Production time can be cut by 20%, it estimates, by adopting modular manufacturing.

All combined, these improvements will enable Nissan to save ¥150.00 bn yen ($990.7 m) in EV development costs for the family of five EVs, the company said.

Nissan expects to have capacity to supply up to 300,000 vehicles globally from this new EV family, Chief Planning Officer Ivan Espinosa said.

CEO Uchida said Nissan will do development and production of these new EVs by itself.

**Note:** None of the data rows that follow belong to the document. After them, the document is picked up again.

PR #336, opened 2019-11-21
More robust "Content-Type: application/json" test (this one works)

arielshaqed:


react-auth/src/index.tsx
```diff
@@ -47,8 +47,8 @@ export const AuthProvider: FC = ({ children }) => {
     if (!req.ok) {
       throw new Error(`Failed to get /whoami ${req.statusText}`);
     }
-    if (req.headers.get('content-type') !== 'application/json') {
-      throw new Error('Failed to GET /whoami JSON data: backend may be missing _handler.js.');
+    if (!req.headers.get('content-type')!.startsWith('application/json')) {
```
vogre: My "evil" server which does `res.end(JSON.stringify({}))` without `content-type` would crash this?

arielshaqed:
Thanks!

Pulling after tests.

Factory upgrades, new battery tech

To ready its global factories for advanced manufacturing, Nissan will deploy the advanced technologies pioneered at its Intelligent Factory in Tochigi, Japan. That factory uses highly automated techniques, including several world-first techniques, for a 10% production cost reduction over older models, despite building more complex vehicles, such as the Ariya.

Nissan's two US factories, as well as its Sunderland plant in the UK and the Oppama and Kyushu assembly plants in Japan, will receive similar upgrades for the production technologies. That will happen from 2026 to 2030.

New battery technology is also in the works. That includes a next-generation nickel manganese cobalt (NMC) lithium-ion battery, lithium iron phosphate (LFP) batteries and solid-state batteries.

Versions of all three technologies will debut in the fiscal year ending 31 March 2023.

The next-generation NMC lithium-ion battery will have a 50% reduction in quick-charging time and a 50% improvement in energy density over the battery used in the Ariya, Nissan says. The LFP batteries, which typically cost less than NMC, will register a 30% cost reduction.

E-Power hybrid for US

To tap into growing US demand for hybrid vehicles, Nissan will launch its e-Power technology there, and also launch plug-in hybrids.

Japanese rivals including Toyota, Honda and Mazda are riding a hybrid wave as US customers looking for electrified vehicles hesitate to commit to full-electric vehicles amid concerns about higher prices, driving range and limited charging infrastructure.

The US market will get a new third-generation e-Power system that arrives by 31 March 2027. The new generation will boost power by 20% over the first generation, while also improving fuel efficiency 10% and reducing cost by 20%.

Nissan will leverage its partnership with Mitsubishi Motors to bring a plug-in hybrid to the US by the fiscal year ending 31 March 2027. It is expected to use the drivetrain featured in the Outlander PHEV.

Nissan will also study joint development of a next-generation one-ton pickup with Mitsubushi. That vehicle would be produced in Mexico, and Nissan will explore all-electric and hybrid options for it.

In the Americas, Nissan wants to increase sales by 330,000 a year. Nissan did not specify a baseline figure. In the current fiscal year ending 31 March 2024, Nissan expects regional sales to increase 29% to 1.32 m in North America, a market encompassing the US, Mexico and Canada. North America is by far Nissan’s biggest and most important market.

Nissan said it will launch seven all-new models in the US and Canada over the next three years, as part of the push. It pledged to refresh 78% of its US lineup in that time.

The company will invest $200 m in “integrated customer experience” in the US, it said.